**Input for this task**.
PR #1344, opened 2020-03-17
fix(jsii): out-of-source builds are broken

### LINKED ISSUE #1273: JSII does not work properly with out of source build
### Affected Languages
This bug affects the generation of jsii assemblies

- [x] `Python`
- [x] `Java`
- [x] .NET (`C#`, `F#`, ...)

### General Information
* **JSII Version:** 0.22.0 (build 14afdde), typescript 3.7.5
* **Platform:**     OSX 10.14.6

### What is the problem?

When using the jsii options to override tsc outDir, no types are included in the .jsii assembly. This appears to be because of how the main file for the assembly is located: https://github.com/aws/jsii/blob/591a5d97c1f1f55019ae88a39fc9a09ca6f8e67e/packages/jsii/lib/assembler.ts#L74 The use of the regex here to replace .d.ts with .ts assumes that the source file that created the typings file is in the same directory, which it won't be when tsc outDir is set. It seems jsii should either use the typings file as is (if that's possible), or have a separate configuration option for where the main *source* file is.

### Verbose Log

No useful logs.

RomainMuller:
When configuring tsc.outDir, the jsii compiler would not look for the
correct source file and captured no types from the module. This
commit fixes this problem by reversing the types attribute in order
to resolve back to the corresponding source file.

Fixes #1273

---

### DIFF
--- a/packages/@scope/jsii-calc-lib/package.json
+++ b/packages/@scope/jsii-calc-lib/package.json
@@ -23,8 +23,8 @@
   "engines": {
     "node": ">= 10.3.0"
   },
-  "main": "lib/index.js",
-  "types": "lib/index.d.ts",
+  "main": "build/index.js",
+  "types": "build/index.d.ts",
   "scripts": {
     "build": "jsii && jsii-rosetta",
     "test": "diff-test test/assembly.jsii .jsii",
@@ -34,7 +34,8 @@
     "@scope/jsii-calc-base": "^1.1.0"
   },
   "peerDependencies": {
-    "@scope/jsii-calc-base": "^1.1.0"
+    "@scope/jsii-calc-base": "^1.1.0",
+    "@scope/jsii-calc-base-of-base": "^1.1.0"
   },
   "devDependencies": {
     "@types/node": "^10.17.17",
@@ -62,6 +63,9 @@
         "distName": "scope.jsii-calc-lib",
         "module": "scope.jsii_calc_lib"
       }
+    },
+    "tsc": {
+      "outDir": "build"
     },
     "versionFormat": "short"
   }
--- a/packages/jsii-pacmak/test/expected.jsii-calc-lib/python/src/scope/jsii_calc_lib/_jsii/__init__.py
+++ b/packages/jsii-pacmak/test/expected.jsii-calc-lib/python/src/scope/jsii_calc_lib/_jsii/__init__.py
@@ -9,6 +9,7 @@ import jsii.compat
 import publication
 
 import scope.jsii_calc_base
+import scope.jsii_calc_base_of_base
 __all__ = []
 
 publication.publish()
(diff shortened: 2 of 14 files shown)


packages/@scope/jsii-calc-lib/package.json
```diff
@@ -34,7 +34,8 @@
     "@scope/jsii-calc-base": "^1.1.0"
   },
   "peerDependencies": {
-    "@scope/jsii-calc-base": "^1.1.0"
+    "@scope/jsii-calc-base": "^1.1.0",
+    "@scope/jsii-calc-base-of-base": "^1.1.0"
```
eladb: Why is this now required? Weird.

packages/jsii-pacmak/test/expected.jsii-calc-lib/python/src/scope/jsii_calc_lib/_jsii/__init__.py
```diff
@@ -9,6 +9,7 @@
 import publication
 
 import scope.jsii_calc_base
+import scope.jsii_calc_base_of_base
```
eladb: How is this change related to out of source builds..?

packages/jsii/lib/assembler.ts
```diff
@@ -38,7 +40,22 @@ export class Assembler implements Emitter {
   public constructor(
     public readonly projectInfo: ProjectInfo,
     public readonly program: ts.Program,
-    public readonly stdlib: string) { }
+    public readonly stdlib: string) {
+    const dts = projectInfo.types;
+    let mainFile = dts.replace(/\.d\.ts(x?)$/, '.ts$1');
+
+    const tscOutDir = program.getCompilerOptions().outDir;
```
eladb: Add a comment explaining what's going on here and why it's needed.

packages/jsii/lib/compiler.ts
```diff
@@ -223,8 +223,18 @@ export class Compiler implements Emitter {
...
-      exclude: ['node_modules'].concat(pi.excludeTypescript),
+      include: [
+        pi.tsc?.rootDir
+          ? path.join(pi.tsc.rootDir, '**', '*.ts')
+          : path.join('**', '*.ts')
+      ],
+      exclude: [
+        'node_modules',
+        ...pi.excludeTypescript,
+        ...pi.tsc?.outDir != null
```
eladb: For consistency:

```suggestion
        ...pi.tsc?.outDir
```

packages/@scope/jsii-calc-lib/package.json
RomainMuller: Always has been, jsii emits a warning for it, which has always been ignored. The package exposes a type from jsii-calc-base-of-base, so it needs to declare a peered on it.

packages/jsii-pacmak/test/expected.jsii-calc-lib/python/src/scope/jsii_calc_lib/_jsii/__init__.py
RomainMuller: This is due to the new peerDependency

packages/jsii/lib/compiler.ts
RomainMuller: I'd rather fix the other way around (empty sting is falsey)

PR #1354, opened 2020-03-19
fix(diff): check base types

rix0rrr:
Check that an updated type still extends all of its previous base types,
so that objects of the updated type can still be assigned to variables
or passed into parameters of the declared supertype.

This check would have prevented a deployment failure during a big
refactoring of the CDK.

---

### DIFF
--- a/packages/jsii-diff/lib/classes-ifaces.ts
+++ b/packages/jsii-diff/lib/classes-ifaces.ts
@@ -1,7 +1,7 @@
 import * as reflect from 'jsii-reflect';
 import * as log4js from 'log4js';
 import { compareStabilities } from './stability';
-import { Analysis, FailedAnalysis, isSuperType } from './type-analysis';
+import { Analysis, FailedAnalysis, isSuperType, isNominalSuperType } from './type-analysis';
 import { ComparisonContext } from './types';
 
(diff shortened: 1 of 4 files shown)


packages/jsii-diff/lib/classes-ifaces.ts
```diff
@@ -296,3 +314,49 @@ function isCompatibleArgumentType(original: reflect.TypeReference, updated: refl
...
+ * ```
+ * const variable: B = new T();
+ * ```
+ *
+ * This code needs to be valid in the updated assembly, so for each
+ * B an updated type B' needs to exist in the new assembly which is
+ * still a supertype of T'.
+ */
+function assignableToAllBaseTypes(original: reflect.ReferenceType, updated: reflect.ReferenceType): Analysis {
+  for (const B of baseTypes(original)) {
```
eladb:
```suggestion
  for (const base of baseTypes(original)) {
```

rix0rrr: Yeah. Well it was `B` on purpose to match the docstring just above it.

 But sure.

rix0rrr:
Cool. Now we just have to wait for @MrArnoldPalmer

PR #2045, opened 2020-09-25
chore: migrate from yargs to OCLIF

RomainMuller:
> ℹ️ This is part PR, part RFC in the sense that I have researched [OCLIF]
> a little bit at this point and have liked what I saw; and this would be a
> first step towards migrating all `jsii` command lines into this framework;
> but I'm also looking to hear what y'all think about it and whether you're
> into this or not at all.
>
> [OCLIF]: https://oclif.io

Switching away from `yargs` to benefit some of the advantages of `oclif`:
- Ability to model comamnds in separate packages
- Async-friendly, simpler API
- API to easly run CLI commands programmatically

This will eventually allow for one central `jsii` command, with several
subcommands (`jsii [compile]`, `jsii package`, `jsii reflect`, ...),
providing a single entry point, which is better for discoverability of
available commands (for example, via `jsii --help`).

Some interesting tibits that may seem unusual from this PR:
- `oclif` requires use of the `files` pragma in `package.json`, which
  effectively replaces the `.npmignore` file (it's an allow-list of what
  can ship in the tarball)
- a single `bin/run` endpoint is used by `oclif`, and the bin mapping
  makes it be symlinked as `jsii` in the `node_modules/.bin` directory
  on install. In development, the command can be run "intuitively" (once
  `yarn install` was done) using `yarn jsii` or `./bin/run`
- an `oclif.manifest.json` file is created at build time (and shipped in
  the tarball), and helps `oclif` initialize faster (ideal for released
  packages)

---


MrArnoldPalmer:
@RomainMuller is the plan to support all of the current CLI commands for the stuff that is separate (pacmak/diff/jsii) in addition to adding all of these as subcommands to `jsii` so as to not break existing users? Or is this part of JSII 2.0?

RomainMuller:
> @RomainMuller is the plan to support all of the current CLI commands for the stuff that is separate (pacmak/diff/jsii) in addition to adding all of these as subcommands to `jsii` so as to not break existing users? Or is this part of JSII 2.0?

My idea was to migrate all existing CLIs (`jsii-pacmak`, `jsii-config`, `jsii-diff`, `jsii-reflect`, ...) to OCLIF in a non-breaking way, so `jsii pacmak` becomes an alternative to `jsii-pacmak`, etc...). Then later (as part of jsii 2.0), considering making the new form the only possible form.

Issue #2039, opened 2020-09-23
Go - Define Runtime Object Creation Lifecycle


MrArnoldPalmer:
Now that go code generation is generating all types with correct type signatures, the generated constructor methods can call to the runtime library to instantiate objects within the JSII node runtime.

The first step in this process is defining runtime functions for object creation that are called within code generated "class" constructors. This will create a `CreateRequest` struct, serialize it, and pass it to the runtime client. It also will handle the response and deserializing any data within the returned JSON `CreateResponse` struct to the expected type of the generated function.

PR #2046, opened 2020-09-26
feat(go): runtime load and object creation

MrArnoldPalmer:
Defines runtime functions for loading jsii libraries, instantiating jsii
objects, calling object methods, and accessing object properties.
Changes go code generation to call these new functions where
appropriate.

Adds the `JsiiObj` interface type in `types.go` for implementation by
all generated data structures. This allows these data structures to be
tied to their corresponding instances within the kernel runtime which
allows for passing values by reference over the wire where necessary,
such as when receiving a `CreateResponse` or when sending
`InvokeMethod`.

Make client data structure private and only expose the necessary
functions in `runtime.go` for usage in generated code.

Adds new classes in the jsii-pacmak go target for making calls to the
new runtime methods. Also generates a `Load` function on each package
that can be called to bootstrap the library within the runtime process
and make sure all dependencies are loaded. This functionality is wrapped
in a `sync.Once.Do` function to ensure that its only ever called once
per library. All calls to runtime functions are preceded with a call to
load.

Changes embedding of both the runtime and generated modules `.js` files.
This was necessary because you cannot reference files relative to go
module source files reliably. This made our previous strategy of just
putting the js packages `.tgz` file within the source tree output not
work when attempting to load the library into the kernel process.
Similarly creates a separate `assets` package in `go-runtime` that is
gitignored and bundles the `@jsii/runtime` js file for reference in
`client.go`.

Because of the embedding of assets within go source files, excludes
files with names known to be embedded assets from snapshot pacmak output
snapshot testing. This prevents test failures from different node
versions, dependencies, etc.

Fixes incorrect tagging of properties in api definitions that caused
json encoding/decoding to break. Tags were missing wrapping quotes.

Removes usage of `jsii.Any` in api.go definitions in favor of
`interface{}`. This is a more idiomatic go type that covers the same
cases and makes for easier encoding/decoding of these data structures.

Removes the runtime noop module because its no longer needed.

fixes: #2039

---


packages/@jsii/go-runtime/build-tools/gen.ts
```diff
@@ -1,14 +1,35 @@
...
-  );
+const RT_DIR = resolve(__dirname, '..', 'assets');
+const RT_PATH = resolve(RT_DIR, 'assets.go');
+
+fs.removeSync(RT_PATH);
+
+fs.open(RT_PATH, 'w', async (err, fd) => {
+  if (err) {
+    console.error(err);
+    return;
```
RomainMuller, line 18: Should this has thrown an error instead? In case of error, we'd appear to have succeeded (short of parsing STDERR).

packages/@jsii/go-runtime/jsii-experimental/types.go
```diff
@@ -0,0 +1,13 @@
...
+
+type Any interface{}
+
+// JsiiObj is a trait implemented by every type that can have a corresponding
+// instance within the kernel runtime. getInstanceId is needed for all generated
+// types that may be passed by reference over the wire. For classes,
+// getInstanceId returns a private property that is a jsii object instance ID so
+// that calls to the runtime referencing this object can correctly reference the
+// corresponding instance within the kernel.
+type JsiiObj interface {
```
RomainMuller, line 11: It would be best if we can avoid this; although I guess Go's composition model means this name will not conflict with an actual user name?

Ideally, I'd rather follow a model where all the "magic" and bookkeeping happens *strictly outside* of the managed objects. The model where we attach info on the object itself is actually somewhat problematic in Java & Go IMHO.

RomainMuller (commented):
Would also be nice if we have a new `.md` document describing the runtime components, how they interact with each other, etc... This could be a good place to also investigate the whole "out-of-instance-bookkeeping" I was talking about earlier.

packages/@jsii/go-runtime/jsii-calc-test/main.go
```diff
@@ -1,21 +1,17 @@
...
-	jsiicalc "github.com/aws-cdk/jsii/jsii-calc/golang/jsiicalc"
-	"github.com/aws-cdk/jsii/jsii-experimental"
+	calc "github.com/aws-cdk/jsii/jsii-calc/golang/jsiicalc"
+	baseofbase "github.com/aws-cdk/jsii/jsii-calc/golang/scopejsiicalcbaseofbase"
 )
 
 func main() {
 	fmt.Println("Hello, JSII")
-	// client, err := jsii.InitClient()
+	fmt.Printf("JSII_AGENT=%s\n", calc.NewJsiiAgent().GetValue())
```
RomainMuller, line 11: Note: `GetValue` is supposed to be `static`, which I suspect is why this does not currently work.

RomainMuller:
I started slicing this PR down into smaller chunks, so they can be reviewed easier:
- [ ] #2065 - changes indentation to be tab-based (consistent with `gofmt`)
- [ ] #2066 - cleanly embeds the `@jsii/runtime` application within the go runtime library

We can expect those will cause merge conflicts under this PR (I've implemented or named certain things a little differently). Those should be easy enough to deal with (and I should be able to take care of this).

PR #2055, opened 2020-09-28
chore: stop using the delete operator

RomainMuller:
It can adversely impact the performance of software through causing extraneous
hidden class transitions on the object. Those can be saved by never deleting
properties, instead assigning a blank/empty value.

For some cases, replaced object stores with Map instances, as the constant
mutations of the object store cause hidden class pollution, which Map does
avoid.

---


rix0rrr:
Got any concrete numbers on a PR that seems to be designed to increase performance?

eladb (commented):
Curious about this... Also interested in what performance gain we get from it. Do we need to apply this to AWS CDK as well? 

Also, is there some eslint rule that will ensure we don't introduce `delete`s in the future?

PR #2058, opened 2020-09-29
fix(dontet): iso-8601 date strings get turned into DateTime

RomainMuller:
When a ISO-8601-encoded date is passed from JavaScript to the .NET app,
the JSON deserializer would interpret that as a `DateTime` instead of
passing the string un-touched. This is a problem, since the jsii kernel
protocol has a dedicated wrapper key for DateTime values (`$jsii$date`).

This PR adds a compliance test around this particular scenario, and
disabled `DateTime` handling from the standard deserializer (the wrapped
values are still processed correctly).

> This PR also changes the way the .NET test package generates the
> tested libraries (`jsii-calc` & dependencies) so that instead of
> generating NuGet packages, it only generates C# projects. This makes
> the experience of debugging the tests **much** nicer, and reduces the
> likelihood of cached build artifacts getting in the way.

Fixes aws/aws-cdk#10513

---

### DIFF
--- a/packages/@jsii/dotnet-runtime-test/generate.sh
+++ b/packages/@jsii/dotnet-runtime-test/generate.sh
@@ -1,9 +1,20 @@
 #!/bin/bash
 set -euo pipefail
 test="./test"
+genRoot="${test}/generated"
 
-# Generate NuGet packages for jsii-calc and its dependencies.
-jsii-pacmak -t dotnet --recurse -o ${test}/generated ../../jsii-calc
+# Clean up before we start working
+rm -rf genRoot
+
+# Generate .NET projects for jsii-calc and its dependencies.
+jsii-pacmak -t dotnet --code-only --recurse -o ${genRoot} ../../jsii-calc
+
+# Hack around project references to de-duplicate Amazon.JSII.Runtime in generated code.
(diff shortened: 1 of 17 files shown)


rix0rrr (approved):

packages/@jsii/dotnet-runtime-test/generate.sh
```diff
@@ -1,9 +1,20 @@
 #!/bin/bash
 set -euo pipefail
 test="./test"
+genRoot="${test}/generated"
 
-# Generate NuGet packages for jsii-calc and its dependencies.
-jsii-pacmak -t dotnet --recurse -o ${test}/generated ../../jsii-calc
+# Clean up before we start working
+rm -rf genRoot
```
eladb, line 7:
```suggestion
rm -rf ${genRoot}
```

eladb (changes requested):

packages/@jsii/dotnet-runtime-test/generate.sh
RomainMuller: Good catch! (I had made this mistake in a bunch of other places, but apparently this one survived the fixing :)

PR #2059, opened 2020-09-29
chore: publish Docker image from GitHub actions instead of Travis

RomainMuller:
This gets rid of the last use-case we had for TravisCI, which can hence
be disabled. The general experience ought to be somewhat better as there
is no only a single master for all meaningful task executions, instead
of being scattered on two distinct platforms.

Since TravisCI was also the only place where "working directory clean"
was being asserted, this also adds that check to the "main" workflow.

---


.mergify/config.yml
```diff
@@ -29,7 +29,6 @@ pull_request_rules:
       - "#review-requested=0"
       - "#changes-requested-reviews-by=0"
       - status-success~=AWS CodeBuild us-east-1
-      - status-success=continuous-integration/travis-ci/pr
```
iliapolo, line 32: Shouldn't this be replaced with a `status-success` for the GitHub action that builds the image on PR's?

RomainMuller: Mergify does not allow me to specify conditional checks... I don't want to re-build the image in ALL pr validations (only those that touch the Superchain file)

iliapolo: Is it really that bad building it for all PR's? I tend to usually accept the penalty in favor of better validation. 

You could also do the path detection from inside the github action rather than in the workflow file, and just no-op it when needed.

iliapolo (approved):
Added `do-not-merg` in case you do want to consider my comment. Im fine either way.

.mergify/config.yml
RomainMuller: > Is it really that bad building it for all PR's? I tend to usually accept the penalty in favor of better validation.

The "penalty" is getting throttled by Docker and having PR validations fail...

But I like where you're going with doing in-action detection... I'll give that a shot.

iliapolo (approved):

**Exercise prompt**.
Across the records above, count the lines holding "cases" and reply with that number alone.

**Response**.
2